Aviatrices un peu ghostbusteuses, Anne de Rocquigny et Nathalie Yanoz

La porte de la salle de classe s’ouvre brusquement, au milieu d’un cours de calcul ou de dictée donné par l’instituteur. Deux femmes, habillées bizarrement, l’interrompent, commencent à déclamer de la poésie, interpellent les élèves, ensemble ou individuellement. Dix poèmes et dix minutes plus tard, sans prévenir, elles quittent la salle, referment la porte. La dictée peut reprendre.

Comme tous les ans pendant « Le Printemps des Poètes », la compagnie de l’Arcade, en résidence au théâtre du Mail, charge une « Brigade d’Intervention Poétique » (BIP) d’une mission : déranger les classes des écoles primaires de Soissons.

Cette année, Brigadières Anne de Rocquigny, Virginie Deville et Nathalie Yanoz devaient visiter plus de quarante classes dans huit écoles : Fiolet, Jean-Moulin, Michelet, Saint-Crépin, Centre, Galilée, Saint-Waast, Tour de Ville. Chaque classe de CE et CM allait recevoir deux visites sur deux jours.

Mais les contraintes actuelles ont limité cette action à douze classes de l’école Fiolet. Tout le reste a été annulé, et seules Anne et Nathalie sont intervenues.

Cette année le thème national est « Courage ». Il tombe bien, peut-on dire, mais peut-être qu’il tomberait toujours bien pour les uns ou les autres.

Le premier jour, les deux comédiennes, en blouse blanche, représentant « SOS Docteurs Courage », avaient abordé la peur qui écrase les peureux, comme l’écrit Jean-Pierre Siméon :

ils ont peur du ciel du vent et des hommes
ils ont peur de vous ils ont peur de nous
ils ont peur d’eux-mêmes

Le second jour, rendez-vous avec elles dans le bureau du directeur de l’école, Ludovic Bleuzet, très content de retrouver la BIP de l’Arcade : « Pour les enfants, la culture se trouve ailleurs, dans un théâtre, alors que ici c’est la culture qui vient vers eux. »

Les comédiennes sont habillées en aviatrices un peu ghostbusteuses, casque et lunettes de protection, blouson de cuir et pantalon.

Elles poussent la porte d’une classe de CE, où les élèves les accueillent, ravis de cette ré-interruption loufoque des études quotidiennes.

Elles prennent position devant le tableau et déroulent une bannière avec une citation de l’Enéide de Virgile : Déploie ton jeune courage, enfant, c’est ainsi que l’on s’élève jusqu’aux astres.
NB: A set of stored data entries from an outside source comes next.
PR #1220, opened 2021-08-22
[12.0] stock_request: allowed translating status values, model stock.…

alexeirivera87:
small adjustment to allow translating the status values of a stock request

### DIFF
--- a/stock_request/__manifest__.py
+++ b/stock_request/__manifest__.py
@@ -4,7 +4,7 @@
 {
     "name": "Stock Request",
     "summary": "Internal request for stock",
-    "version": "12.0.1.5.0",
+    "version": "12.0.1.5.1",
     "license": "LGPL-3",
     "website": "https://github.com/stock-logistics-warehouse",
     "author": "Eficent, "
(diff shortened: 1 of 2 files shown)


etobella:
This is not  necessary, odoo automatically detects this. On weblate, you can see that this values can be translated, as you can see in the screenshot for spanish
imagen

rousseldenis:
> This is not necessary, odoo automatically detects this. On weblate, you can see that this values can be translated, as you can see in the screenshot for spanish
> imagen

Agree. This is not needed.

alexeirivera87:
@rousseldenis 

Hello
I believe that what is being translated are the filters in the search views of stock.request and stock.request.order, not the values of the field state.

alexeirivera87:
Hello @rousseldenis @pedrobaeza 

The values of the field state, are taken from a function which takes the values from a variable defined outside the class

`    state = fields.Selection(
        selection=_get_request_states, string='Status',
        copy=False, default='draft', index=True,
        readonly=True, track_visibility='onchange',
    )`

In the .po file, these are the filters in the search views of stock.request and stock.request.order, not the values of the field state:

#. module: stock_request
#: model_terms:ir.ui.view,arch_db:stock_request.stock_request_order_search
#: model_terms:ir.ui.view,arch_db:stock_request.stock_request_search
msgid "Cancelled"
msgstr "Annulé"

PR #1221, opened 2021-08-23
[14.0] [MIG] stock_inventory_chatter

mariadforgeflow:
Standard migration to v14


bizzappdev:
This module migration to v14 not needed as it is available in [standard odoo](https://github.com/odoo/odoo/blob/14.0/addons/stock/models/stock_inventory.py#L15).

PR #1226, opened 2021-08-25
[14.0][ADD][WIP] stock_inventory_revaluation_adjustment

patrickrwilson:
This module add a workflow to update costs of products in bulk, similar to the inventory adjustment workflow. It allows the user to track see the impact before posting the changes.

Any product type can be updated and tracked.

It also allows the option to specify a different account for the changes if the storable product generates journal entries. This is done via the adjustment type.


patrickrwilson:
@Chandresh-OSI During testing this modules without the mrp one I get the following error because without the manufacturing module installed, BoM's don't exist. It would be best if these BoM calculations were put into the mrp module so if someone wants to use this module by itself they don't need the MRP module.

 File "C:\Odoo\Odoo 14.0e\server\odoo\addons\stock_inventory_revaluation\models\cost_adjustment.py", line 162, in action_post
    for bom in line.product_id.bom_line_ids.mapped("bom_id"):
Exception

The above exception was the direct cause of the following exception:

  File "C:\Odoo\Odoo 14.0e\server\odoo\http.py", line 640, in _handle_exception
  File "C:\Odoo\Odoo 14.0e\server\odoo\http.py", line 316, in _handle_exception
    raise exception.with_traceback(None) from new_cause
AttributeError: 'product.product' object has no attribute 'bom_line_ids'

patrickrwilson:
@Chandresh-OSI Small change I noticed. When the proposed cost on a product is $0, we don't want to set the future cost to that when it's added as this might cause users to mistakenly set costs to zero. Please modify this so if the proposed cost = 0.0 then it will use the current cost in the future cost field, otherwise if proposed cost is not 0.0 then it will use that value.
image

rousseldenis:
@patrickrwilson This is not a new module. It exists there : https://github.com/OCA/stock-logistics-warehouse/tree/12.0/stock_inventory_revaluation

Please feel free to migrate it.

dreispt:
Thank you for pointing that out @rousseldenis - we missed that. 
We discussed about this, and at this point we can't afford to change these set of modules to fit the original `stock_inventory_revaluation` one.

So what we'll do for now is to rename this module, and avoid the name collision.
When we have budget from another project, we will reconsider migrating the original revaluation module and refactoring the additional features.
We'll make sure this is described in the module's README.

dreispt:
@patrickrwilson @Chandresh-OSI I suggest we rename this module to `stock_inventory_revaluation_adjustment`, and the description should have a paragraph about the overlap with `stock_inventory_revaluation`.
Thanks

stock_inventory_revaluation/models/cost_adjustment.py
```diff
@@ -0,0 +1,243 @@
...
+
+from odoo import _, fields, models
+from odoo.exceptions import UserError
+from odoo.tools.float_utils import float_compare
+
+from odoo.addons.base.models.ir_model import MODULE_UNINSTALL_FLAG
+
+
+class CostAdjustment(models.Model):
+    _name = "cost.adjustment"
```
rousseldenis: IMHO, I would have either split this model in a base module, either you need to rename to something like 'stock.cost.adjustment'.

dreispt: I agree that namespaces are not properly taken case here.
@Chandresh-OSI @patrickrwilson I  hope this has limited impact on the code.

stock_inventory_revaluation_adjustment/__manifest__.py
```diff
@@ -0,0 +1,30 @@
...
+
+{
+    "name": "Stock Inventory Revaluation",
+    "summary": "Adds a workflow to adjusting costs on products",
+    "version": "14.0.1.0.0",
+    "author": "Open Source Integrators, Odoo Community Association (OCA)",
+    "website": "https://github.com/OCA/stock-logistics-warehouse",
+    "category": "Stock",
+    "license": "AGPL-3",
+    "depends": ["stock_account", "mrp"],
```
dreispt, line 12:
```suggestion
    "depends": ["stock_account"],
```

CasVissers-360ERP: I agree this module should not be depending on MRP here. 

There are more changes necessary though:

1. remove bom_count on product.template
2. remove bom_ids

stock_inventory_revaluation_adjustment/models/cost_adjustment_line.py
```diff
@@ -0,0 +1,164 @@
...
+        string="Product Type", related="product_id.type", readonly=True
+    )
+    product_original_cost = fields.Float(
+        string="Current Cost",
+        readonly=True,
+        default=0,
+        copy=False,
+    )
+    product_cost = fields.Float(
+        string="Future Cost",
```
CasVissers-360ERP, line 40: Add digits="Product Price",

stock_inventory_revaluation_adjustment/models/cost_adjustment_line.py
```diff
@@ -0,0 +1,164 @@
...
+        check_company=True,
+        index=True,
+        required=True,
+    )
+    product_type = fields.Selection(
+        string="Product Type", related="product_id.type", readonly=True
+    )
+    product_original_cost = fields.Float(
+        string="Current Cost",
+        readonly=True,
```
CasVissers-360ERP, line 35: Add digits="Product Price",

stock_inventory_revaluation_adjustment/models/cost_adjustment_line.py
```diff
@@ -0,0 +1,164 @@
...
+    )
+    product_cost = fields.Float(
+        string="Future Cost",
+        readonly=True,
+        states={"confirm": [("readonly", False)]},
+        default=0,
+        copy=False,
+    )
+    difference_cost = fields.Float(
+        string="Difference",
```
CasVissers-360ERP, line 47: Add digits="Product Price",

stock_inventory_revaluation_adjustment/views/cost_adjustment_line.xml
```diff
@@ -0,0 +1,144 @@
...
+                    name="product_id"
+                    readonly="context.get('default_product_id', False)"
+                    attrs="{'readonly': ['|', ('is_editable', '=', False), ('state', '!=', 'confirm')]}"
+                    options="{'no_create': True}"
+                />
+                <field name="product_type" optional="hide" />
+                <field name="categ_id" optional="hide" />
+                <field
+                    name="product_original_cost"
+                    widget="monetary"
```
CasVissers-360ERP, line 31: Only allows for 2 digits

stock_inventory_revaluation_adjustment/views/cost_adjustment_line.xml
```diff
@@ -0,0 +1,144 @@
...
+                    name="action_get_origin_cost"
+                    title="Refresh quantity"
+                    icon="fa-refresh"
+                    type="object"
+                    attrs="{'invisible': ['|', ('price_outdated', '=', False), ('state', '=', 'posted')]}"
+                />
+                <field
+                    name="product_cost"
+                    optional="show"
+                    widget="monetary"
```
CasVissers-360ERP, line 48: Only allows for 2 digits

stock_inventory_revaluation_adjustment/views/cost_adjustment_line.xml
```diff
@@ -0,0 +1,144 @@
...
+                    options="{'currency_field': 'currency_id'}"
+                    sum="Sum"
+                />
+                <field
+                    name="difference_cost"
+                    optional="show"
+                    widget="monetary"
```
CasVissers-360ERP, line 55: Only allows for 2 digits

stock_inventory_revaluation_adjustment/models/cost_adjustment.py
```diff
@@ -0,0 +1,241 @@
...
+                    negative.product_id.display_name,
+                    negative.product_cost,
+                )
+            )
+        return True
+
+    def _remove_unchanged_lines(self):
+        for line in self.line_ids:
+            precision = self.env["decimal.precision"].precision_get(
+                "Product Unit of Measure"
```
CasVissers-360ERP, line 109: "Product Price"

CasVissers-360ERP (changes requested):
Multiple changes necessary to allow more than 2 digits

CasVissers-360ERP:
Functional review, nice module! Looks very lean, but dependency on MRP should definitely be removed to allow more flexibility.

stock_inventory_revaluation_adjustment/models/product.py
```diff
@@ -0,0 +1,193 @@
...
+
+    @api.model
+    def _change_standard_price(self, new_price, account=False):
+        """Override the helper method in stock_account.product.py to create
+         the stock valuation layers and the account moves.
+        :param new_price: new standard price, account: cost adjustment type account
+        """
+        # Check Access Rights for Journal Entry creation.
+
+        new_price_round = self.env.company.currency_id.round(new_price)
```
CasVissers-360ERP, line 20: Why do we round the price here?

rousseldenis:
@patrickrwilson @dreispt @LoisRForgeFlow This seems to have duplicate code with this : https://github.com/OCA/stock-logistics-warehouse/tree/12.0/stock_inventory_revaluation

with same naming but without dependency on it. So, something has to be clarified...

rousseldenis:
> @patrickrwilson @Chandresh-OSI I suggest we rename this module to `stock_inventory_revaluation_adjustment`, and the description should have a paragraph about the overlap with `stock_inventory_revaluation`. Thanks

@dreispt This could lead to confusion. stock_cost_adjustement should be better.

But I continue to think two modules in OCA should not duplicate a behaviour. @LoisRForgeFlow what do you think ?

stock_inventory_revaluation_adjustment/models/product.py
CasVissers-360ERP: I think this nis actually a base issue. (reported to Odoo)

https://github.com/odoo/odoo/blob/1d73bc7d5458b3bb3a566aa4b4a4b101a5329b9a/addons/stock_account/models/product.py#L230

If you using pricing while > 2 digits price adjustments are incorrectly calculated. Actually the whole COGS mechanism is broken for > 2 digits: https://github.com/odoo/odoo/commit/306f3be81192eef504927e30483856669b36b047

rousseldenis:
@patrickrwilson @dreispt What's the status of this?

dreispt:
@rousseldenis Will https://github.com/OCA/stock-logistics-warehouse/pull/1226#issuecomment-977619298 be blocking for this PR?

rousseldenis:
@dreispt @patrickrwilson Comments of @CasVissers-360ERP have not been attended.

For mine, please add a ROADMAP readme fragment in order not forgetting to adapt code to existing stock_inventory_revaluation module.

PR #1227, opened 2021-08-25
[14.0][ADD][WIP] stock_inventory_revaluation_mrp

patrickrwilson:
This module extends the stock_inventory_valuation module to include MRP/BoM components. It adds a 'details' model to pull in BoM products to better see the impact for when a components price changes. It also will process the cost rollup process on the BoM's once the cost adjustment is posted.

Depends on https://github.com/OCA/stock-logistics-warehouse/pull/1226


stock_inventory_revaluation_mrp/models/cost_adjustment.py
```diff
@@ -0,0 +1,123 @@
...
+            for bom in boms:
+                if bom.product_id:
+                    self.get_product_bom_component(bom.product_id)
+                else:
+                    product = self.env["product.product"].search(
+                        [("product_tmpl_id", "=", bom.product_tmpl_id.id)], limit=1
+                    )
+                    self.get_product_bom_component(product)
+
+    def _create_cost_details(self, boms, product):
```
rousseldenis: You should reimplement this loop in order to :

- Do the searches before the loop (and then filter on criteria inside).
- Create a list of dict that will help you to do a create multi at the end.

stock_inventory_revaluation_mrp/models/cost_adjustment.py
```diff
@@ -0,0 +1,123 @@
...
+                    }
+                )
+        return True
+
+    def action_post(self):
+        res = super().action_post()
+        for line in self.line_ids:
+            for bom in line.product_id.bom_line_ids.mapped("bom_id"):
+                if bom.product_id:
+                    bom.product_id.sudo().button_bom_cost()
```
rousseldenis, line 230: You should build a recordset of products and then call button_bom_cost once to get multi implementation:

https://github.com/odoo/odoo/blob/14.0/addons/mrp_account/models/product.py#L20

stock_inventory_revaluation_mrp/models/cost_adjustment_detail.py
```diff
@@ -0,0 +1,86 @@
+# Copyright 2021 - Open Source Integrators
+# License AGPL-3.0 or later (https://www.gnu.org/licenses/agpl.html).
+
+from odoo import api, fields, models
+
+
+class CostAdjustmentDetail(models.Model):
+    _name = "cost.adjustment.detail"
```
rousseldenis: If it's linked strongly to mrp, I suggest to write somewhere 'mrp'.

Some parts shouldn't be in stock_inventory_revaluation ?

stock_inventory_revaluation_mrp/models/cost_adjustment_line.py
```diff
@@ -0,0 +1,63 @@
...
+        "mrp.bom", string="BOMs", compute="_compute_set_productions_boms"
+    )
+    bom_count = fields.Integer(
+        string="BOM's", compute="_compute_set_productions_boms", readonly=False
+    )
+
+    @api.depends("product_id", "state")
+    def _compute_set_productions_boms(self):
+        for line in self:
+            if line.state not in ("posted"):
```
rousseldenis: You should set a value for all entries of recordset. So an else is needed.

stock_inventory_revaluation_mrp/models/cost_adjustment_line.py
```diff
@@ -0,0 +1,63 @@
...
+                # Set MO's
+                if line.mrp_production_ids:
+                    line.mrp_production_ids = [(5,)]
+                productions = self.env["mrp.production"].search(
```
rousseldenis: Do the search before the loop and add:

`('move_raw_ids.product_id', 'in', self.mapped("product_id.id"))`

to get only the concerned ones.

stock_inventory_revaluation_mrp/models/cost_adjustment_line.py
```diff
@@ -0,0 +1,63 @@
...
+                    [("state", "in", ["draft", "confirmed", "progress"])]
+                )
+                for production in productions:
```
rousseldenis: Due to the above comment, this can be simplified.

stock_inventory_revaluation_mrp/models/cost_adjustment_line.py
```diff
@@ -0,0 +1,63 @@
...
+                    components = production.move_raw_ids.mapped("product_id")
+                    for product in components:
+                        if line.product_id.id == product.id:
+                            line.mrp_production_ids = [(4, production.id)]
+                # Set BOMs
+                if line.bom_ids:
+                    line.bom_ids = [(5,)]
+                bom_lines = self.env["mrp.bom.line"].search(
```
rousseldenis: Same remark about searches in loops

rousseldenis (changes requested):
IMHO you should reimplement the logic to avoid huge performances problems.

Issue #1139, opened 2021-04-21
[13.0] stock_mts_mto_rule: Error when migrating database


juhk:
OpenUpgrade migration from version 12.0 to 13.0 fails with following error:
```
2021-04-21 14:48:04,603 1 INFO mig_12_13 odoo.modules.loading: loading stock_mts_mto_rule/data/stock_data.xml 
2021-04-21 14:48:04,627 1 ERROR mig_12_13 odoo.modules.registry: Failed to load registry 
Traceback (most recent call last):
  File "/var/lib/openupgrade/odoo/tools/convert.py", line 717, in parse
    self._tag_root(de)
  File "/var/lib/openupgrade/odoo/tools/convert.py", line 679, in _tag_root
    f(rec)
  File "/var/lib/openupgrade/odoo/tools/convert.py", line 582, in _tag_record
    record = model._load_records([data], self.mode == 'update')
  File "/var/lib/openupgrade/odoo/models.py", line 4144, in _load_records
    data['record']._load_records_write(data['values'])
  File "/var/lib/openupgrade/odoo/models.py", line 4082, in _load_records_write
    self.write(values)
  File "/var/lib/openupgrade/odoo/models.py", line 3657, in write
    self._check_company()
  File "/var/lib/openupgrade/odoo/models.py", line 3260, in _check_company
    raise UserError("\n".join(lines))
odoo.exceptions.UserError: ("Incompatible companies on records:\n- 'Make To Order + Make To Stock' belongs to company False and 'Products' (product_ids: ...) belongs to another company.", '')
```
Migration completed successfully after adding `<data noupdate="1">` tag to stock_mts_mto_rule/data/stock_data.xml file.

PR #1231, opened 2021-09-02
[FIX] stock_mts_mto_rule: don't update route

chienandalu:
Odoo declares routes as noupdate records so the user has the control
over them. Another side effect of updatable route records is on
initializing the record when OpenUpgrade is used to upgrade, which in a
multicompany environment with mixed companies in the products could lead
to a false company restriction error (maybe due to a bad declaration of
restrictions in the product_ids field).

cc @Tecnativa TT31601

Related issue: https://github.com/OCA/stock-logistics-warehouse/issues/1139

### DIFF
--- a/stock_mts_mto_rule/__manifest__.py
+++ b/stock_mts_mto_rule/__manifest__.py
@@ -3,7 +3,7 @@
 {
     "name": "Stock MTS+MTO Rule",
     "summary": "Add a MTS+MTO route",
-    "version": "13.0.1.2.0",
+    "version": "13.0.1.3.0",
     "development_status": "Mature",
     "category": "Warehouse",
     "website": "https://github.com/OCA/stock-logistics-warehouse",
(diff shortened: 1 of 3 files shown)


stock_mts_mto_rule/migrations/13.0.1.3.0/pre_migration.py
```diff
@@ -0,0 +1,11 @@
+# Copyright 2021 Tecnativa David Vidal
```
pedrobaeza: It should be with slash, not underscore: `pre-migration.py`

pedrobaeza (approved):

pedrobaeza:
Let's fast-track this for solving the problem in migrations:

/ocabot merge nobump

HaraldPanten (approved):

chienandalu:
Looks like there's some issue with `stock_request` tests in the main branch

chienandalu:
Looks like a random issue. Maybe you can try and merge again?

Les BIP ne se cantonnent pas dans les comptines d’enfant.

Les poèmes se succèdent, de Zéno Bianu, Boris Vian, Paul Eluard, Raymond Queneau, Jacques Prévert, Carl Norac, Arthur Rimbaud, abordant le courage sous différentes formes. Le déserteur a le courage de refuser d’être guerrier ; l’explorateur ne veut pas mourir avant de voir « la mer à la montagne, la montagne à la mer ».

Les élèves lisent à haute voix des synonymes de « courage » écrits sur des feuilles que brandissent les comédiennes avant de les distribuer. Zèle – volonté – vaillance – toupet – résistance – passion – intrépidité – héroïsme – générosité – confiance – bravoure – audace. Le courage se dessine devant eux, dans toutes ses couleurs, avec tous ses défis.

Tout se passe très vite, les encourageuses de courage partent en courant, reviennent chercher la bannière oubliée, ferment la porte, et ouvrent celle d’une classe de CM.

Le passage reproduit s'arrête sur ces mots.